Inwiefern kann man sagen, Jesus sei Davids Sohn (Matth. 1, 1)? Auf zwei Taten nur kann rekurriert werden, die ein Verbundensein der beiden über Epochen und Jahrhunderte hin aussagbar machen: Davids Spiel auf der Harfe, welches Licht brachte in Sauls Schwermut (1. Sam. 16, 23) und Davids Klagelied über Saul und Jonathan (2. Sam. 1, 17ff.), welches wiederum die beiden Getöteten ins Licht der Auferstehungswelt Jesu einrückte. Ein Schwermut und Tod hellmachender Gesang erweist sich als das Verbindende. Jesus ist die Harfe. Jesus ist das Klagelied. Jesus ist das Antiquariat, in welchem ich die wunderschöne Ausgabe der DUINESER ELEGIEN zu erstehen die Freude hatte. Jesu Lied steigt in meine Zisterne herab. Ich habe all die Jahre über der Melodien viele vernommen. Eine einzige, die mich in ihren Bann zu ziehen, zu elektrisieren vermocht. »…Ich gehe durch den Staub rötlich / ausgebleichter Ziegel, die zerbrochen.

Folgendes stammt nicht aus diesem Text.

PR #2264, opened 2022-10-12
UIU-2697: Remove password validation from UserForm

mkuklis:
https://issues.folio.org/browse/UIU-2697

This PR removed password validation from `UserForm`. The password field is no longer accessible from the form.

### DIFF
--- a/src/views/UserEdit/UserForm.js
+++ b/src/views/UserEdit/UserForm.js
@@ -55,10 +55,6 @@ function validate(values) {
     errors.username = <FormattedMessage id="ui-users.errors.missingRequiredUsername" />;
   }
 
-  if (!values.id && (!values.creds || !values.creds.password) && values.username) {
-    errors.creds = { password: <FormattedMessage id="ui-users.errors.missingRequiredPassword" /> };
-  }
-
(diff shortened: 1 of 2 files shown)


src/views/UserEdit/UserForm.js
```diff
@@ -55,10 +55,6 @@ function validate(values) {
     errors.username = <FormattedMessage id="ui-users.errors.missingRequiredUsername" />;
   }
 
-  if (!values.id && (!values.creds || !values.creds.password) && values.username) {
-    errors.creds = { password: <FormattedMessage id="ui-users.errors.missingRequiredPassword" /> };
-  }
-
```
zburke, line 61: @mkuklis, Is there a test case we should add/update here? The fact that this bug leaked through suggests we don't have adequate coverage for submitting the new-user form. That's pretty crucial functionality!

mkuklis: @zburke this bug leaked because this code was never executed (due to the fact that the validation was not functional at all). I do agree that we should probably add more tests to `UserForm`. They do not exist at this point at all.

PR #2265, opened 2022-10-13
UIU-2430 test UserForm

zburke:
Test validation function. I couldn't get the component to render :/

Refs [UIU-2430](https://issues.folio.org/browse/UIU-2430)


mkuklis (approved):
Thank you for this @zburke.

mkuklis:
@zburke I got stuck with that rendering issue too.

PR #2269, opened 2022-10-26
UIU-2415 include unit test for Filters

VSnehalatha:
Jest/RTL test for ./src/views/UserSearch/Filters.js
Refs: [UIU-2415](https://issues.folio.org/browse/UIU-2415)


zburke (approved):
LGTM. 

In the future, prefer interactions imported from [`@testing-library/user-event`](https://testing-library.com/docs/ecosystem-user-event) as they do a better job of representing a true user interaction, e.g. including future events like focus that won't be triggered by `fireEvent`.

PR #2270, opened 2022-10-26
UIU-2415

zburke:
PR #2269 doppelgänger

Jest/RTL test for ./src/views/UserSearch/Filters.js
Refs: [UIU-2415](https://issues.folio.org/browse/UIU-2415)


zburke:
Merged the original instead.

Milder Abend, der mich an algig / verbrackten Wassern dann entlanggeführet / eines Kanals.«

Autor: fentzloff

Ulrich Fentzloff, 1953 in Ludwigsburg geboren und aufgewachsen. Kind poetisch verklärter Tage in einem Württemberg des Geistes. Studium der Evang. Theologie und der Philosophie an der Universität Tübingen. Vikar in Leonberg-Silberberg. Pfarrverweser in Unterlenningen, am Fuße der Schwäbischen Alb. Gemeindepfarrer in Kirchberg/ Jagst (Hohenlohe), an der Johanneskirche in Stuttgart, und schließlich, 25 Jahre lang, bis Sommer 2016, in Langenargen am Bodensee. Lebt als Dichter in Konstanz. Absichtlich deckt den Ausgang des Tages zu, Umnachtet das Zukünftige uns der Gott Und lacht, wenn sterblich eins zu sehr be- Sorgt, was geschehen wird. (Horaz, in der Übersetzung Friedrich Hölderlins)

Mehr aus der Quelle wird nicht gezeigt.